### Problem requirements
Please restate word for word only the lines that start at the one containing "yep, plan on" and continue to the final line of the material.

### Record set

********************

PR #73, opened 2021-03-22
PF-468 Add initial google-notebooks package

wchamber:
add an initial Google AI Notebooks package with create/get/delete for instances and get operation.
Update the janitor client for the new version that includes the AI Notebooks.
Refactor the CloudBillingUtils test fixture so that each test does not duplicate the common billing package.


wchamber:
Tests currently breaking because of Java 8 vs 11 mismatch on Janitor client, but otherwise ready for review.

google-notebooks/src/main/java/bio/terra/cloudres/google/notebooks/AIPlatformNotebooksCow.java
```diff
@@ -0,0 +1,247 @@
...
+
+    /** See {@link AIPlatformNotebooks.Projects.Locations.Instances#create(String, Instance)}. */
+    public Create create(String parent, Instance instance) throws IOException {
+      return new Create(instances.create(parent, instance), instance);
+    }
+
+    /** Create an instance with the {@link InstanceName}. See {@link #create(String, Instance)}. */
+    public Create create(InstanceName instanceName, Instance instance) throws IOException {
+      Preconditions.checkArgument(
+          instance.getName() == null || instanceName.formatName().equals(instance.getName()),
```
yonghaoy, line 74: `instance.getName() == null `means here?

yonghaoy (approved):

google-notebooks/src/main/java/bio/terra/cloudres/google/notebooks/AIPlatformNotebooksCow.java
wchamber: The `Instance` model object describes how GCP should create the instance. The `name` field does not need to be specified on the `Instance` object passed into creation: the name can be set on the `Create` object. But if it is set on the `Instance` object and as a part of the `InstanceName` and they differ, the user's going to have a bad time as only one of the names will actually be used. so `== null || instanceName.formatName().equals(instance.getName)` checks that it's unspecified or equivalent. Tried modifiying the comment.
If the `Instance` model object is retrieved from GCP, it will always have the name set.

zloery (approved):
I'm not super familiar with the larger gradle setup, but generally LGTM.

If we're planning to add notebooks as controlled resources in WSM, in the future we'll also need wrappers for `getIamPolicy` and `setIamPolicy`. I'm fine expanding the set of endpoints as things get clearer in the future, though

wchamber:
> I'm not super familiar with the larger gradle setup, but generally LGTM.
> 
> If we're planning to add notebooks as controlled resources in WSM, in the future we'll also need wrappers for `getIamPolicy` and `setIamPolicy`. I'm fine expanding the set of endpoints as things get clearer in the future, though

yep, plan on adding those and a list command in a future PR. I think I made this long enough for both of you :)

google-notebooks/gradle.properties
```diff
@@ -0,0 +1 @@
+version = 0.0.0
```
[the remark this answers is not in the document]
wchamber: sgtm

wchamber:
@rtitle retroactive fyi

********************

### Exercise answer
yep, plan on adding those and a list command in a future PR. I think I made this long enough for both of you :)

google-notebooks/gradle.properties
```diff
@@ -0,0 +1 @@
+version = 0.0.0
```
[the remark this answers is not in the document]
wchamber: sgtm

wchamber:
@rtitle retroactive fyi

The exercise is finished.